# Troubleshooting Aion FX's Intersound IVP pedal



## Nolen213 (Dec 19, 2021)

I am attempting to build this pedal, though I knew it was a margin call if I was up to the challenge. Now I got problems. The Bypass led turns on. In bypass mode, the guitar still works. When the pedal is on, the sound drops out completely. I did attempt to cut the traces for the two send/return outs (which was an optional mod for the pedal). I am not confident I did that correctly. The IC's and transistors are the correct parts. I have voltage readouts for the IC;s (though I don't know how to calculate what they should be. Any help you guys could offer would help. I can provide any information I haven't. Thanks for the help.











IC 1 (leg 1: 0 volts, 2: 0, 3: 0, 4: -15, 5: 0, 6: 0, 7: 15, 8: 0)
IC2 (1:0, 2:0, 3:0, 4:-15, 5: 0, 6:0, 7:0, 8:15)
IC3 (1:0, 2:0, 3:0, 4:-15, 5:0, 6:0, 7:0, 8:15)
IC4 (1:0, 2:0, 3:0, 4:-15, 5:0, 6:0, 7:0, 8:15)
IC5 (1:0, 2:0, 3:0, 4:-15, 5:0, 6:0, 7:0, 8:15)
IC6 (1:0, 2:0, 3:0, 4:-15, 5:0, 6:0, 7:0, 8:15)
IC7 (1:15, 2:0, 3:0, 4:-15, 5:0, 6:0, 7:0, 8:15)
IC8 (1:0, 2:0, 3:0, 4:-15, 5:-2.4, 6:0, 7:-13.8, 8: 15)


----------



## PBWilson1970 (Dec 19, 2021)

I can't offer any help as I'm a more "paint by numbers" builder but I'm building one of these in the near future. I hope it's an easy fix for you.


----------



## Chuck D. Bones (Dec 19, 2021)

Why aren't you asking on Aion's forum?  Oh wait, they don't have one!  They just push you off onto the DIY forums.  Aion wasn't kidding when they said this is a project for an advanced builder.  My advice: do a thorough visual inspection of every solder joint (both sides of the board) and every component value, diode & capacitor orientation, etc.  Fix anything that isn't perfect.  You'll need a DMM and an audio probe or oscilloscope to proceed with troubleshooting.  If you substituted any parts or deviated from the build docs in any way, now is the time to tell us.  I know of one guy here who built one of these successfully.


----------



## thesmokingman (Dec 20, 2021)

here comes the tough love ... your soldering abilities aren't up for a project of this size and scope. burned wire insulation, melted cap corners, sloppy wiring, inconsistent solder application ... you hit every benchmark of bad work that may doom a lesser build but instead we have one of the more complicated aion boards and you probably don't have an audio probe to start tracing the signal path.


----------



## fig (Dec 20, 2021)

Hi,

This wont solve everything but your LED leads are touching.

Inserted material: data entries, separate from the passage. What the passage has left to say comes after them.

PR #51, opened 2018-01-03
Proposal for pluggable Models (NOT TO BE MERGED (YET))

Clorr:
Hi guys,

Here is a next step in the plugin approach. I separated models as plugins. The example I provide is the original one, and the one for low end cards.

Feel free to have a look and give me feedback. If it is ok, it will be pushed with other plugins...


Clorr:
I think I have to rethink some things...

Issue #39, opened 2017-12-28
Don't reload models everytime `convert_one_image` is called


Ganonmaster:
## Expected behavior

Use the convert command to convert a directory. `convert_one_image` loads the model once.

## Actual behavior

Use the convert command to convert a directory. `convert_one_image` loads the model every time that it is called.

Clorr:
I'm adding a Convert class which will load models on __init__

It will be in my branch until I do a PR, but feel free to have a look

Clorr:
The class is in my PR. However, I did not solve the fact that the model is reloaded for each image.

@Ganonmaster , let me know if you want to tackle this separately, or if you are ok with my plugins folder. If so I'll make it run so it can be integrated quickly

Clorr:
This is handled in PR #52 in a dedicated commit

PR #52, opened 2018-01-04
[PREVIEW] Adding models as plugins + GAN + #39 + #43 + # 44(?) + #53

Clorr:
Hi, 

I submit a new preview for my "models as plugins" branch.

It's been reworked so we can more easily provide different code bases. This one integrates the (awesome) GAN version of @shaoanlu. 

It is still very rough, so do not forget it is a beta more than a ready-to-use version

Any feedback is appreciated of course!


Apollo122:
Man so excited about GAN. I saw the gifs and I was blown away with masking it uses which doesn't blur foreign objects in front of faces such as hands.
I have one question though, does it help with resolution of generated face? 64x64 is really low and because of that close up scenes suck with original code.
I can test it if anyone give me a walk-through about how to use it.

Clorr:
Yes, it is indeed very interesting. the code though is a bit hard to split and structure so I'll move on slowly on this. I did a new PR that is more dedicated to GAN

The usage is exactly the same as the previous one.

On the face resoltuiion, it doesn't help, but somehow I think we can train the encoder with low res images and the decoder with higher res one. I should give it a try but I won't have much time soon

Apollo122:
I hope we can get high resolution generated images. So we can have better close-ups. With GAN, objects blocking faces are no longer being an issue doing more close-up scenes is very tempting.

Issue #10, opened 2017-12-20
Add video support


Clorr:
I'll try to tackle that one with the simple [cv2 support](http://opencv-python-tutroals.readthedocs.io/en/latest/py_tutorials/py_gui/py_video_display/py_video_display.html)

Ganonmaster:
Does OpenCV make it possible to account to interpolate face positions between frames? I've had several instances where I've tried to convert a series of frames, but it fails to detect faces in a few frames in between; causing[ a glitching effect where the target face turns on and off](https://gfycat.com/GrandVengefulGalapagossealion).

Clorr:
Indeed this a common issue. Face detection is often blocked by compression artifacts. It is the case in still pics and is even more present in videos.

I don't think there is a built in interpolation, but you can try doing it manually. While parsing frames, just keep a track of 1 or 2 previous frames and if current frame has nothing detected, do a 'mean' with previous data.

Other possibility is to keep the result of the last detection, and keep frames without faces until you detect another face. If the new face is close to the last, apply the new detection (or the old, or an interpolation) to the buffered frames. (Don't forget to give a max size to your buffer and flush it if no new face has been detected for x frames)

I'll try to tackle that later on...

Clorr:
For now, I have an issue with input video reading. It seems python-opencv has no video decoder so I had to compile the full version...

Clorr:
As I see on your video, there are also little glitches due to the face generator that may generate different faces for 2 consecutive frames. I don't see a clear solution here for now.

Clorr:
I'm giving up for now, opencv-python seems not to have video support, and the full opencv lib is a pain to build....

I'll try to handle sequences of photos instead (video will just be a sequence of frames so it will adapt easily to videos)

Clorr:
Remark: ‘python-opencv‘ seems not to have video support built-in as default. Is ‘moviepy‘ a better alternative?

Ganonmaster:
In the end, all these libraries boil down to is basic interaction with ffmpeg. I'm pretty sure python-OpenCV has this, but only if configured to use it. I would opt for the library with the most straightforward/pythonic interface. I would guess that is most likely moviepy, but I will look further into this after I've recovered from the new years hangover.

IcyTv:
How about taking existing code from somewhere that extracts all frames from a video, running the face swap over those and then taking the output and combine it to a video?

fetchlister:
[...]

PR #54, opened 2018-01-05
[DRAFT] Video conversion #10

Clorr:
This is a draft of a direct video conversion command.

It is here for test/debug purpose.

Note that the conversion is done by default with `Convert_GAN` which is also a rough draft

You can try this with other plugins by setting manually the plugin in the `scripts/convert_video.py`

Have fun!

### DIFF
--- a/.dockerignore
+++ b/.dockerignore
@@ -1,2 +1,3 @@
 *
 !requirements*
+!install_ffmpeg.py
--- a/Dockerfile
+++ b/Dockerfile
@@ -26,4 +26,7 @@ RUN apt-get update -qq \
 COPY ./requirements-python35.txt .
 RUN pip3 --no-cache-dir install -r ./requirements-python35.txt
 
+COPY ./install_ffmpeg.py
+RUN python3 ./install_ffmpeg.py
+
 WORKDIR /srv/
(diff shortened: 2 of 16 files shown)


torzdf:
Quick question, what's the intended workflow here? From a quick scan it looks like it assumes that you have already trained your model, and you are pointing a video at it and it is performing the swap on the frames within the video, to output a swapped video. Would this be correct?

Clorr:
It is part of the GAN port to this repo. You will see that there is a plugin GANBoundingBox. The improvment here is that the convert uses a context between frames to lower flicker. See GAN repo if you want more details (although I am not sure how much details there is there)

torzdf:
Ok, I see. So this is intended to be GAN specific? Would the context between frames also be applicable if frames have already been extracted.

The reason I ask is that I envisage a workflow similar to following (and I accept that I may be way off the mark here, just tossing some ideas around ;) )

Convert: 
- Input dir is provided (as currently) 
- if input is a movie file (e.g. mp4, mkv etc) move on, otherwise continue as normal
- use ffmpy to read the movie file to gather fps, number of frames, resolution
- pipe output from ffmpy, converted to pngs (resized down if necessary) through the standard convert process and pipe back in to an output movie file with the audio from the original video into your output.

This would mean that video would still follow the same process as currently exists, the only change would be reading the image from a pipe and passing it back to a pipe rather than from the disk. It would also mean that any bounding box improvements would benefit the standard process (it indeed it works that way).
- pipe input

Best of luck with the pedal.


----------



## JamieJ (Dec 20, 2021)

+1 for the audio probe. In my experience big build like this can have a few different issues and tracing the schematic to see where signal doesn’t pass.

Inspect the board as well for any cold joints - some of your pots look like they could be cold.


----------



## Nolen213 (Dec 20, 2021)

Thank you guys for the help. I have never used an audio probe befor, but they seem pretty straight forward. I will try that and report back.


----------



## Bricksnbeatles (Dec 20, 2021)

To piggyback on what @thesmokingman said, there are numerous things that could go wrong with a build like this, and there are too many little things that I see in your pictures that could be the cause of your issues to be able to start narrowing it down for you. Probably not what you want to hear, but I’d recommend putting this one aside for a while and just forgetting about it until you’ve got a considerable number of successful intermediate builds under your belt. After that, then you could revisit this to fix up the bad joints, replace the burnt wires, and swap out the damaged components, as well as go through the whole signal path with a probe. This is a notoriously difficult build.


----------



## zgrav (Dec 21, 2021)

I agree this project was not easy.  I took my time and care on double-checking part values before soldering.  Cleaned the board with IPA before installing pots and did a close visual inspection and touch-up on the solder connections, and slow assembly after that.  Was quite relieved to have everything work properly the first time I powered it up.


----------



## Stickman393 (Dec 21, 2021)

Imma gonna be the voice of positive vibes:

If you don't break anything, you ain't learning.  Sure, you took on a project that was challenging.  I'm gonna give you props for that.  Nobody hones their skills by building a million fuzz faces.

This is an opportunity for you to advance your skills even more: build yourself an audio probe, learn to follow the signal path from the documentation, and see what you can find.

Also, if you find yourself struggling, set it aside in a place where it won't get banged around.  Build some more.  Come back to it later.

I took a look at the schematic, and I can't say that I see anything that immediately strikes me as odd in your voltage measurements.  BUT...I could be way off base there, simply because the circuit is...well, unusual for a pedal.  Not much in the way of DC offset in the signal path.  Huh.


----------



## mdc (Dec 21, 2021)

There's an extremely thorough thread on DIYS in which a guy is trying to build a full IVP on veroboard, lots of potentially useful information to be found there regarding voltages, etc. It should at least give you some benchmarks against which to compare your own readings.


----------



## djmiyta (Dec 22, 2021)

Definitely second the "Set it aside and come back to it later." Too often rushing to finish and play with my new toy does it set me back further when it doesn't work the 1st time and sadly its most often an overlooked mis-wire or bridge or cold joint actually I'd say out of many many builds with some, complete failures, others are abortion survivors  that function just fine but just don't look pretty but 80 to  .........to ...lets say 91-3% of the time my problems have been 1 of those 3 or a combination depending on how quick I rushed it. 
I remember my very first build pushing the leads thru cardboard n solderin' wires and stuff ................. so check your work again and if that doesnt find something wrong I'd suggest to  check your work again and if that doesn't work I'd suggest check your.... ahhhh you probably get it 
good luck


----------